§ INFORMATION
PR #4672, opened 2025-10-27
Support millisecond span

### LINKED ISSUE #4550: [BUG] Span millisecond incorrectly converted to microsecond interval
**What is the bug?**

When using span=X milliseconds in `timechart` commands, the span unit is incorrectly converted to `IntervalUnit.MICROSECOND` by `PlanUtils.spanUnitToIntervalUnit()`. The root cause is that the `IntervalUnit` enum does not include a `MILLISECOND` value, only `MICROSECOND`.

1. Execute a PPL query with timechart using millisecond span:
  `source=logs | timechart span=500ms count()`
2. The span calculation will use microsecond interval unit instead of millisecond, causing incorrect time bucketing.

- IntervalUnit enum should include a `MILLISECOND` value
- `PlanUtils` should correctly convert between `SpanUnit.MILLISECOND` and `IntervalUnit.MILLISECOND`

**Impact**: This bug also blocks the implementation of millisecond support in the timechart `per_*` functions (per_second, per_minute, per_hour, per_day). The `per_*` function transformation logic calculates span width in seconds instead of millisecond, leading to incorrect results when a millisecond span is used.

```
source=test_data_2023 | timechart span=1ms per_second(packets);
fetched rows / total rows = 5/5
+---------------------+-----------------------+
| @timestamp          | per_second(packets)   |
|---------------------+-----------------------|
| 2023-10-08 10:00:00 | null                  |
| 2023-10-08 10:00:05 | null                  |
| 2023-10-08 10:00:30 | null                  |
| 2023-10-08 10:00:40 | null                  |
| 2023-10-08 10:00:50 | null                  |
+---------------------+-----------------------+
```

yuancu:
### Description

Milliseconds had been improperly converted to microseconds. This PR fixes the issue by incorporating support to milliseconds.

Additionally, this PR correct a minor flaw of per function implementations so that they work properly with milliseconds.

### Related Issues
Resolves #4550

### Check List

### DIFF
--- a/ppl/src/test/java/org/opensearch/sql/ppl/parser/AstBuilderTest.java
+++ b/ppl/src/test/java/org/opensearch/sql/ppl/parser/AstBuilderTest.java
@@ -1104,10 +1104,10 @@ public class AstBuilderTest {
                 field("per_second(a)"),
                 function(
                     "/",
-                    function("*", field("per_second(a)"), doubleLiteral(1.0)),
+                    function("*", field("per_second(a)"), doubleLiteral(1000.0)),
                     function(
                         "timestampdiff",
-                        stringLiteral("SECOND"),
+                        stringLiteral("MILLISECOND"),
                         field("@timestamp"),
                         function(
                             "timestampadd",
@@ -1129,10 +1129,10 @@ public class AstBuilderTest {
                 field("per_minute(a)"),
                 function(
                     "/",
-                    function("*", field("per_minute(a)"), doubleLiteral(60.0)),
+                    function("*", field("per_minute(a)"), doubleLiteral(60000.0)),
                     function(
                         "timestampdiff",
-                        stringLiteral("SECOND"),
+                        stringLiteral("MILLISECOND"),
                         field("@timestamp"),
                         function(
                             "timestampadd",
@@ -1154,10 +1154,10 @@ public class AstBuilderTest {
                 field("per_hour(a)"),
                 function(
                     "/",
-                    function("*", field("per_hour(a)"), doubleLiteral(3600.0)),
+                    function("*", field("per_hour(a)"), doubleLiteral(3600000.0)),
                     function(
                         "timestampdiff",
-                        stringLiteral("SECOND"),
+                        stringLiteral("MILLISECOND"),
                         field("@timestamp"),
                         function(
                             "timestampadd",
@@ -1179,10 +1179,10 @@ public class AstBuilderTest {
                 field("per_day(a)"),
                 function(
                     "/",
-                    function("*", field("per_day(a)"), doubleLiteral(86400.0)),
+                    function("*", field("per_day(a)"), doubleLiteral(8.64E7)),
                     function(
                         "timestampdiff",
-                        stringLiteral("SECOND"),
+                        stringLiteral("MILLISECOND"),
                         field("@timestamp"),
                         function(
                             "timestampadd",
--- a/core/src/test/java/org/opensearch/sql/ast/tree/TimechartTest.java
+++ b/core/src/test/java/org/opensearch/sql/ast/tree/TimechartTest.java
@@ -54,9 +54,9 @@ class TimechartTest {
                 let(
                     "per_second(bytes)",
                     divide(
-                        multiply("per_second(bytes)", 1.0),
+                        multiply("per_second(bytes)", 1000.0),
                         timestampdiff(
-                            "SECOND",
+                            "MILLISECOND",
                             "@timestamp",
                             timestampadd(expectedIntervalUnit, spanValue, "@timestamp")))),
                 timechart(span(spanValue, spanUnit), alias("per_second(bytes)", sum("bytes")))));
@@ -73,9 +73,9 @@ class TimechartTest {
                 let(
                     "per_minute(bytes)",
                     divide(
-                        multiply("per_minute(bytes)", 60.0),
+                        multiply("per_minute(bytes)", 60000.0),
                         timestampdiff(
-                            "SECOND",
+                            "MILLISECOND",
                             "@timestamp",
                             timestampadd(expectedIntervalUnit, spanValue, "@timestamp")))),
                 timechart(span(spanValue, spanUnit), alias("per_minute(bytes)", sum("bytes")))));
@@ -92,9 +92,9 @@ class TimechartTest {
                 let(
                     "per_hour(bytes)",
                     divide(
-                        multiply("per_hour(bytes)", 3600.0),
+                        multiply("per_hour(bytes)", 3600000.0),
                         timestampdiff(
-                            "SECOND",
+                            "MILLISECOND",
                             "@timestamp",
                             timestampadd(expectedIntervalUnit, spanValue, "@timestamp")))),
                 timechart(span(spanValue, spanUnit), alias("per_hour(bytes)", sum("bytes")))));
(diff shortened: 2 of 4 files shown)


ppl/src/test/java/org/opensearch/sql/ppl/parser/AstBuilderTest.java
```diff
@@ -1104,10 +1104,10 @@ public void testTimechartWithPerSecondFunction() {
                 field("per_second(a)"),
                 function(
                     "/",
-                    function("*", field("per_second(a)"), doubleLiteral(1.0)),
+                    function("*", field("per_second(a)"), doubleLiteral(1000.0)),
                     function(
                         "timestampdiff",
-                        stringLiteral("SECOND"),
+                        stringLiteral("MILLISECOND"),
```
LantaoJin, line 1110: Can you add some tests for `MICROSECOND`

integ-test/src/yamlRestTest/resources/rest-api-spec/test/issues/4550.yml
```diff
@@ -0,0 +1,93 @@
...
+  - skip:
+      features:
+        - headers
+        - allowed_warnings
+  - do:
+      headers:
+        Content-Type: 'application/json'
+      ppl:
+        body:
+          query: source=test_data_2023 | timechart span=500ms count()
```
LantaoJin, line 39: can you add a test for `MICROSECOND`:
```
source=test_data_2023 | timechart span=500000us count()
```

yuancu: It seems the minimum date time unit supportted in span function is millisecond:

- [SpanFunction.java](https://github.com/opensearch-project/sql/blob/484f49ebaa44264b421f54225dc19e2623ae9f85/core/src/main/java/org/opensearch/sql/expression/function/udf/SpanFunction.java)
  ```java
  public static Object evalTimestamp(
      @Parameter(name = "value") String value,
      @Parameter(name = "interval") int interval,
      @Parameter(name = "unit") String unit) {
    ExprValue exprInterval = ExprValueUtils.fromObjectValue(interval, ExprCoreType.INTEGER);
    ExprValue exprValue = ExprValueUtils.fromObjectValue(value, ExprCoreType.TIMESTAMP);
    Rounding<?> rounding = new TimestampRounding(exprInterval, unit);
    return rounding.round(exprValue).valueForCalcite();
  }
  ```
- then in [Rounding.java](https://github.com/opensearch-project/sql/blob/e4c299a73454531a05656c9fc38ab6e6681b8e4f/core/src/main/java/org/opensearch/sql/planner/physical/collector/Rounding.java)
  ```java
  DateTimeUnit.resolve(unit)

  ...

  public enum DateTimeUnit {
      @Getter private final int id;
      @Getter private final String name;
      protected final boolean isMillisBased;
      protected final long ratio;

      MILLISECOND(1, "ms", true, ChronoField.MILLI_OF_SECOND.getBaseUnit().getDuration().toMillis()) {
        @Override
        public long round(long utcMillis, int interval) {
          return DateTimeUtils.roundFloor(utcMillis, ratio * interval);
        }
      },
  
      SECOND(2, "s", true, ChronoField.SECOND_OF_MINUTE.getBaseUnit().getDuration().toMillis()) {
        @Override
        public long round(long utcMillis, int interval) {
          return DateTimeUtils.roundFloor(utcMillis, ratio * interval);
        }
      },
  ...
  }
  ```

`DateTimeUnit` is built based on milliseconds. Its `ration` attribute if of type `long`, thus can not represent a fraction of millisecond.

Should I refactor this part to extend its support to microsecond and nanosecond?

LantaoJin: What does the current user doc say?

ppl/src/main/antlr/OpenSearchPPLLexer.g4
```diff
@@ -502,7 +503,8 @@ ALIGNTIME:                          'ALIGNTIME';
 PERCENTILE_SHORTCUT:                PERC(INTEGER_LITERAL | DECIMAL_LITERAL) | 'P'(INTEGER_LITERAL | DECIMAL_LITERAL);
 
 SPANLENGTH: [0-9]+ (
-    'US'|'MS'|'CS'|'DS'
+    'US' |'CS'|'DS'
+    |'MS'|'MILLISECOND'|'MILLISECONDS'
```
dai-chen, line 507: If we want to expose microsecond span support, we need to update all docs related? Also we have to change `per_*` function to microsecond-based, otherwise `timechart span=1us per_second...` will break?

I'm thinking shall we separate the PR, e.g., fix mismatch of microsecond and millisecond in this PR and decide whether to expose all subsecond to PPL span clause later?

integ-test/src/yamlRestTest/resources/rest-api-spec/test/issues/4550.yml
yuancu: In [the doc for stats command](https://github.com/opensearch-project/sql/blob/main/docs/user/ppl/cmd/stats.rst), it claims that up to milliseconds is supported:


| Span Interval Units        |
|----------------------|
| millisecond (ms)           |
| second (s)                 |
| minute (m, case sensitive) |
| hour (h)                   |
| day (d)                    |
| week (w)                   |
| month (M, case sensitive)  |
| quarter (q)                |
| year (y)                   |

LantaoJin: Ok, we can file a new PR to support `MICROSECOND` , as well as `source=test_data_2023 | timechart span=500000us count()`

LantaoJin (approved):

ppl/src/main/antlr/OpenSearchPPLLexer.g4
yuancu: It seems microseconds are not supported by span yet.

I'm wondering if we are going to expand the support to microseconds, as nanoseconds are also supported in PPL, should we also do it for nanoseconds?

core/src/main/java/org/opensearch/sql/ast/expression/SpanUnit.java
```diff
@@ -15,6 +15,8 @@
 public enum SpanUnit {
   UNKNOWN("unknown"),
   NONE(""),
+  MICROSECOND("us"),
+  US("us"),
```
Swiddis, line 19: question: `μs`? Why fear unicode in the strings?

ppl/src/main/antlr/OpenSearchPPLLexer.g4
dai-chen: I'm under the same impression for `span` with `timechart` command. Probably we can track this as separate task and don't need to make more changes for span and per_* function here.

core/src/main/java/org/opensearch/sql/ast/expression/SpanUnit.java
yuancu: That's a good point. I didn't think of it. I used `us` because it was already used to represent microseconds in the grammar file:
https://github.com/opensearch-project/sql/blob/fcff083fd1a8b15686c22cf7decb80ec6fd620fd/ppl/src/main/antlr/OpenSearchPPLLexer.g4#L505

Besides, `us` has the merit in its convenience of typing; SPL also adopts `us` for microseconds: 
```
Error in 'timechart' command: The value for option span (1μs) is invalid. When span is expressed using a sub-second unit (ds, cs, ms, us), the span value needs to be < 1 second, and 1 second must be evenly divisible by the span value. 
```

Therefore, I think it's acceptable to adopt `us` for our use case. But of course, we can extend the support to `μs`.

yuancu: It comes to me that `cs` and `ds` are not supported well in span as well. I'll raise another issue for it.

§ EXERCISE PROMPT
Please state how many lines in the records contain the word "null", and give only that number.

§ RESULT OF THE EXERCISE
5